ASSIGNMENT: Report each line of the entries below that includes "objects".

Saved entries
- - -

PR #193, opened 2026-03-10
feat(html): add edge-templated public pages

rabble:
## Summary

- Serve full, visible HTML from the Fastly edge for public routes instead of an empty SPA shell
- Pages are useful without JavaScript: video thumbnails, titles, stats, navigation, profile headers, and search/feed results are visible immediately
- Add edge-rendered page templates under `compute-js/src/templates/`
- Escape hydration JSON for executable `<script>` context so user-controlled Nostr/profile/video text cannot break out of script tags

### What changed

- **New `compute-js/src/templates/`** — pure string-returning template functions (shell, components, pages, CSS)
- **Video pages** (`/video/:id`) — full HTML with poster image, play button, author info, stats; crawler requests keep the existing rich OG/player path
- **Feed pages** (`/`, `/discovery/*`) — video thumbnail grid with discovery tabs
- **Profile pages** (subdomains) — profile header with banner/avatar/bio + video grid
- **Search pages** (`/search?q=`) — rendered search results
- **KV page cache** — 60s for feeds/profiles, 300s for video pages, with stale-while-revalidate and app-entry validation

### Safety

- All template routes fall through to the existing SPA shell if API calls, template rendering, or production asset resolution fails
- User-visible HTML is escaped with `escapeHtml()`
- Hydration JSON is serialized for JS script context (`<`, U+2028, U+2029 escaped)
- Crawler `/video/:id` requests keep `twitter:player`/`og:video` metadata
- Category routes are not edge-rendered until they have category-aware data
- The temporary diagnostic endpoint has been removed

## Test plan

- [x] `npx vitest run compute-js/src/staticContent.test.js compute-js/src/templates/pages.test.js`
- [x] `npx vitest run compute-js/`
- [x] `npx eslint compute-js/src/index.js compute-js/src/staticContent.js compute-js/src/staticContent.test.js compute-js/src/templates/components.js compute-js/src/templates/css.js compute-js/src/templates/pages.js compute-js/src/templates/pages.test.js compute-js/src/templates/shell.js`
- [x] `npm run test`
- [x] `npm run build` from `compute-js/`
- [ ] Deploy to Fastly (`npm run fastly:deploy && npm run fastly:publish`)
- [ ] `curl -s https://divine.video/ | grep -c '<img'` — should show thumbnail images in HTML
- [ ] Open `/video/:id` with JS disabled — should see poster, title, stats
- [ ] Open home page with JS disabled — should see video grid
- [ ] Open subdomain profile with JS disabled — should see profile + videos
[...]

PR #471, opened 2026-07-07
feat(analytics): add first-party product event pipe

rabble:
## Summary

- Add a consent-gated first-party product analytics client with a durable IndexedDB-backed retry queue.
- Emit the phase-1 web events for session start, screen time, feed scroll, and video engagement summaries.
- Wire batch flushes to the existing Funnelcake API base URL with request-level NIP-98 authentication, while keeping the existing GA4 and Kind 22236 paths intact.
- Keep web product analytics behind `VITE_PRODUCT_ANALYTICS_ENABLED=true` until `/api/analytics/events` is live.

## Motivation

- Divine needs web parity for the first-party analytics event pipe so product funnels can land in the warehouse instead of only in legacy analytics paths.
- This keeps collection behind the existing analytics consent and simulation suppression gates.
- Web product analytics intentionally remains authenticated-only because ingest batches require NIP-98; logged-out traffic remains covered by existing analytics.

## Related Issue

- N/A

## Testing

- [x] `npm run test`
- [x] Manual verification completed: confirmed only analytics files were staged and pushed; unrelated untracked files remain unstaged.

## Visuals

- [x] No visual change


rabble:
**Fresh-eyes review — one fix pushed, two blockers to resolve before merge.**

Pushed `67805be5`: **consent-withdrawal purge**. Track/flush were consent-gated, but events queued while consent was granted persisted in IndexedDB after denial (signed events carrying pubkey + session ids). The client now subscribes to `onAnalyticsConsentChanged` and clears the queue on denial — covered by a new test (hanging-flush keeps an event queued; withdrawing consent empties it). Full suite 1221/1221.

Two things the PR body claims that the code/backend don't back up:

1. **The ingestion endpoint doesn't exist.** `flush()` POSTs to `{funnelcake}/api/analytics/events`, but that route isn't in the deployed OpenAPI spec, and divine-funnelcake's router/changelog have no `analytics/events` or `product_analytics` handler. As written, every batch will 404 → bounded retries → dead-letter. The feature is safe to ship dark (consent-gated, fails gracefully) but collects nothing until funnelcake lands ingestion. Merge order: funnelcake endpoint first, or explicitly note this ships dark.
2. **"Authenticated NIP-98 batch flushes" isn't in the code** — the flush fetch sends no `Authorization` header; authenticity rests on the kind-22237 event signatures inside the batch. That may be the intended contract (signed events, unauthenticated transport), but then the PR body should say so — or the flush should use the existing NIP-98 helper once the backend defines its auth expectations.

Recommend: hold merge until the funnelcake contract exists (or the body is updated to "ships dark behind consent"), then reconcile the auth story with whatever the endpoint actually requires.

src/lib/eventQueue.ts
```diff
@@ -0,0 +1,185 @@
...
+  }
+
+  async markFailed(records: ProductEventQueueRecord[]): Promise<void> {
+    await Promise.all(records.map((record) => {
+      const attemptCount = record.attempt_count + 1;
+      const failedRecord: ProductEventQueueRecord = {
+        ...record,
+        attempt_count: attemptCount,
+        next_attempt_at: Date.now() + this.retryDelay(attemptCount),
+        status: attemptCount >= PRODUCT_EVENT_MAX_ATTEMPTS ? 'dead' : 'pending',
```
NotThatKindOfDrLiz, line 147: This dead-letter state needs an eviction policy before shipping. `dead` records are never removed or capped, and each record contains a signed analytics event with user/session identifiers. Since the current endpoint 404s, consenting users will accumulate these on disk indefinitely unless they withdraw consent. Please add a queue size cap and/or TTL for dead and old pending records.

src/lib/analyticsClient.ts
```diff
@@ -0,0 +1,292 @@
...
+    if (!canCollectAnalytics()) {
+      return;
+    }
+
+    const records = await this.queue.getFlushableBatch(this.batchSize);
+    if (records.length === 0) {
+      return;
+    }
+
+    const url = `${getFunnelcakeBaseUrl()}/api/analytics/events`;
```
NotThatKindOfDrLiz, line 224: The live Funnelcake API still does not expose `/api/analytics/events` as of 2026-07-20, so this currently ships dark and drives every queued event through retry-to-dead-letter. Either land the backend contract first or explicitly scope this PR as dark, but the queue still needs bounds before that is safe.

src/components/SentimentPrompt.tsx
```diff
@@ -0,0 +1,50 @@
...
+interface SentimentPromptProps {
+  promptId: string;
+  promptType: 'post_session' | 'pmf';
+  surface: string;
+  onAnswered?: (score: number) => void;
+}
+
+const SCORES = [1, 2, 3, 4, 5] as const;
+
+export function SentimentPrompt({
```
NotThatKindOfDrLiz: This component is not imported or mounted anywhere outside its test, so `sentiment_prompt_answered` is unreachable in production. Please wire the prompt into the intended flow or drop this component/event from this PR.

src/lib/analyticsClient.ts
```diff
@@ -0,0 +1,292 @@
...
+    const body = JSON.stringify({
+      batch_id: createUuid(),
+      sent_at: new Date().toISOString(),
+      events: records.map((record) => record.event),
+    });
+
+    try {
+      const response = await fetch(url, {
```
NotThatKindOfDrLiz, line 237: This flush path does not match the PR's auth/unload story yet: it sends no `Authorization` header, and hidden-tab flushes use plain `fetch` rather than `keepalive` or `sendBeacon`, so tab-close delivery is likely to be cancelled. Please reconcile the auth contract with the backend and use unload-safe transport for leave-time flushes.

src/components/AnalyticsPageTracker.tsx
```diff
@@ -4,19 +4,108 @@
...
+  const scrollTimeout = useRef<number>();
+  const maxScrollThreshold = useRef(0);
+
+  useEffect(() => {
+    if (sessionStarted.current) {
+      return;
+    }
+
+    sessionStarted.current = true;
+    void trackProductEvent('session_started', {
```
NotThatKindOfDrLiz, line 78: This first `session_started` event can run before `AnalyticsUserTracker` configures `userPubkey` and `signer` in the same router mount, and `track()` drops events without both. Please make identity configuration happen before this fires, or defer/session-start from a place that already has the signer.

NotThatKindOfDrLiz (changes requested):
Requesting changes. The consent gates are good and the existing analytics paths remain intact, but this is not merge-ready while the durable queue can accumulate signed analytics events indefinitely and the ingestion contract is still missing. One additional non-inline issue: `AppRouter` mounts `AnalyticsPageTracker` before `AnalyticsUserTracker`, so the initial `session_started` can fire before product analytics identity is configured and be dropped for logged-in users. Please fix that ordering/data-flow before merge as well.

src/lib/analyticsClient.ts
```diff
@@ -0,0 +1,292 @@
...
+      user_pubkey: userPubkey,
+      platform: 'web',
+      app_version: getAppVersion(),
+      surface: props.surface ?? 'unknown',
+      locale: props.locale ?? getLocale(),
+      schema_version: 1,
+      properties: props.properties ?? {},
+    });
+    const signedEvent = await signer.signEvent({
+      kind: PRODUCT_ANALYTICS_EVENT_KIND,
```
realmeylisdev: Off-contract: each event is signed as a Nostr kind-22237 envelope with the payload stuffed into `content`. The ingest endpoint expects **flat** event objects — top-level `event_id`, `event_name`, typed columns, `properties` — which is what divine-mobile's `analytics_ingest_client.dart` already sends, and the server dedupes by `event_id`. Kind 22237 doesn't appear in the contract at all. Recommend dropping the per-event Nostr signing and emitting the flat payload directly.

src/lib/analyticsClient.ts
```diff
@@ -0,0 +1,292 @@
...
+      return;
+    }
+
+    const records = await this.queue.getFlushableBatch(this.batchSize);
+    if (records.length === 0) {
+      return;
+    }
+
+    const url = `${getFunnelcakeBaseUrl()}/api/analytics/events`;
+    const body = JSON.stringify({
```
realmeylisdev, line 225: Two contract mismatches in this POST: (1) `events` is an array of signed Nostr events, not the flat event objects the endpoint ingests; (2) no `Authorization` header, but the endpoint is NIP-98-authenticated. `src/lib/nip98Auth.ts` → `createNip98AuthHeader(signer, url, 'POST', body)` already exists for exactly this (mobile uses the same NIP-98 request auth) and `signer` is available here. As written, the batch is rejected once the endpoint is live.

realmeylisdev (commented):
Reviewed independently against how the rest of the platform ingests product analytics. Not re-litigating @NotThatKindOfDrLiz's open items — the unbounded queue, the dark endpoint, the unmounted `SentimentPrompt`, the unload-safe flush, and the `AnalyticsPageTracker`/`AnalyticsUserTracker` mount order all hold. Treat those as the blockers.

One thing not yet called out, and it's the bigger one: **the batch transport doesn't match the ingest contract the rest of the platform is built against.**

- divine-mobile's shipped client (`mobile/lib/services/analytics_ingest_client.dart`) POSTs a NIP-98-authenticated batch of **flat** event objects — top-level `event_id`, `event_name`, typed columns, `properties` — and the server dedupes by `event_id`.
- This PR instead signs every event as a Nostr **kind 22237** event, puts the whole payload in `content`, and POSTs with **no `Authorization` header**. Kind 22237 isn't part of the contract, and the batch items carry `id`/`sig`, not `event_id`.
- Net effect: even once the endpoint lands, these batches won't authenticate and won't map to the warehouse rows. This repo already ships `src/lib/nip98Auth.ts` → `createNip98AuthHeader(signer, url, method, body)` — the same NIP-98 request signing mobile uses — and the `signer` is already in hand here.

On the dark-ship point: booted the backend locally against a fully-migrated DB — `POST /api/analytics/events` returns 404 and `product_events_raw` doesn't exist yet. So today every event just retries into the dead-letter queue, which is exactly why the queue bounds matter.

Leaving this as a comment rather than a block, but flagging that the transport is a redo, not a tweak.

src/components/AnalyticsPageTracker.tsx
NotThatKindOfDrLiz, line 78: This fires `session_started` exactly once, but it can run before product analytics identity is configured. In the current app tree `AnalyticsPageTracker` mounts before `AnalyticsUserTracker`, so `track()` sees no `userPubkey`/`signer`, returns `null`, and this session event is permanently lost. Please make the identity available before this one-shot event, or retry/defer until identity is ready.

src/lib/analyticsClient.ts
NotThatKindOfDrLiz, line 224: This endpoint is not present in the live Funnelcake OpenAPI and `POST /api/analytics/events` currently returns 404. As written, every batch retries and then dead-letters, so the PR ships an analytics pipe that collects nothing. Land the backend route/schema first, or explicitly scope this as a dark client and keep storage bounded.

src/lib/analyticsClient.ts
```diff
@@ -0,0 +1,292 @@
...
+      batch_id: createUuid(),
+      sent_at: new Date().toISOString(),
+      events: records.map((record) => record.event),
```
NotThatKindOfDrLiz, line 226: This batch shape sends signed kind-22237 Nostr events, but the platform ingest contract expects flat event objects keyed by `event_id`, with request-level NIP-98 authentication. The repo already has `createNip98AuthHeader(signer, url, method, body)` and the signer is available in this client, so this needs to be rewritten to the actual ingest contract instead of wrapping payloads in `content`.

src/lib/eventQueue.ts
NotThatKindOfDrLiz, line 147: Dead-lettering stops retries, but it never removes the record. With the endpoint returning 404 today, signed events containing pubkeys and session IDs accumulate in IndexedDB forever unless the user later withdraws consent. Please add a real bound: cap total queue size and purge/expire dead letters.

src/components/SentimentPrompt.tsx
```diff
@@ -0,0 +1,50 @@
...
+  promptId,
+  promptType,
+  surface,
+  onAnswered,
+}: SentimentPromptProps) {
+  const answer = (score: number) => {
+    void trackProductEvent('sentiment_prompt_answered', {
```
NotThatKindOfDrLiz: This event cannot fire in production because `SentimentPrompt` is only referenced by its test and is not mounted anywhere in `src/`. Either wire the prompt into the intended product surface with appropriate gating, or drop this component/event from the PR.

public/llms.txt
```diff
@@ -0,0 +1,51 @@
+# diVine
```
NotThatKindOfDrLiz: This file is unrelated to the analytics pipe. The PR also includes several large docs/plans and a feed-transform behavior change; please split those into separate PRs so this review can focus on the first-party product event client.

NotThatKindOfDrLiz (changes requested):
Holding merge. The consent gates and fallback queue are a good direction, but this PR is not merge-ready: the first-party analytics transport does not match the platform ingest contract, the deployed endpoint is still absent, the durable queue can retain failed signed events indefinitely, and one of the advertised phase-1 events is dead code. Please split the unrelated docs/llms/feed-transform work out of this PR and bring this branch back once the Funnelcake contract exists or the PR is explicitly scoped as a dark client with bounded local storage.

rabble (commented):
Review pass complete. Consent gating is correct (track/flush gating + clear-on-withdraw) and the test suite is solid. Fixes pushed in two commits:

**dcab1340 — scope trim.** Removed files unrelated to the analytics pipe: `AUDIT.md`, all `docs/superpowers/plans|specs` additions, `public/llms.txt` + its test (that work lives in #451), and the `funnelcakeTransform`/`window.d.ts` bare-array support (that belongs with the edge-feed work in #193). The design docs for other features should land with their own PRs.

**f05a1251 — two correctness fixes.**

- - -

TASK RESULT:
realmeylisdev: Off-contract: each event is signed as a Nostr kind-22237 envelope with the payload stuffed into `content`. The ingest endpoint expects **flat** event objects — top-level `event_id`, `event_name`, typed columns, `properties` — which is what divine-mobile's `analytics_ingest_client.dart` already sends, and the server dedupes by `event_id`. Kind 22237 doesn't appear in the contract at all. Recommend dropping the per-event Nostr signing and emitting the flat payload directly.
realmeylisdev, line 225: Two contract mismatches in this POST: (1) `events` is an array of signed Nostr events, not the flat event objects the endpoint ingests; (2) no `Authorization` header, but the endpoint is NIP-98-authenticated. `src/lib/nip98Auth.ts` → `createNip98AuthHeader(signer, url, 'POST', body)` already exists for exactly this (mobile uses the same NIP-98 request auth) and `signer` is available here. As written, the batch is rejected once the endpoint is live.
- divine-mobile's shipped client (`mobile/lib/services/analytics_ingest_client.dart`) POSTs a NIP-98-authenticated batch of **flat** event objects — top-level `event_id`, `event_name`, typed columns, `properties` — and the server dedupes by `event_id`.
NotThatKindOfDrLiz, line 226: This batch shape sends signed kind-22237 Nostr events, but the platform ingest contract expects flat event objects keyed by `event_id`, with request-level NIP-98 authentication. The repo already has `createNip98AuthHeader(signer, url, method, body)` and the signer is available in this client, so this needs to be rewritten to the actual ingest contract instead of wrapping payloads in `content`.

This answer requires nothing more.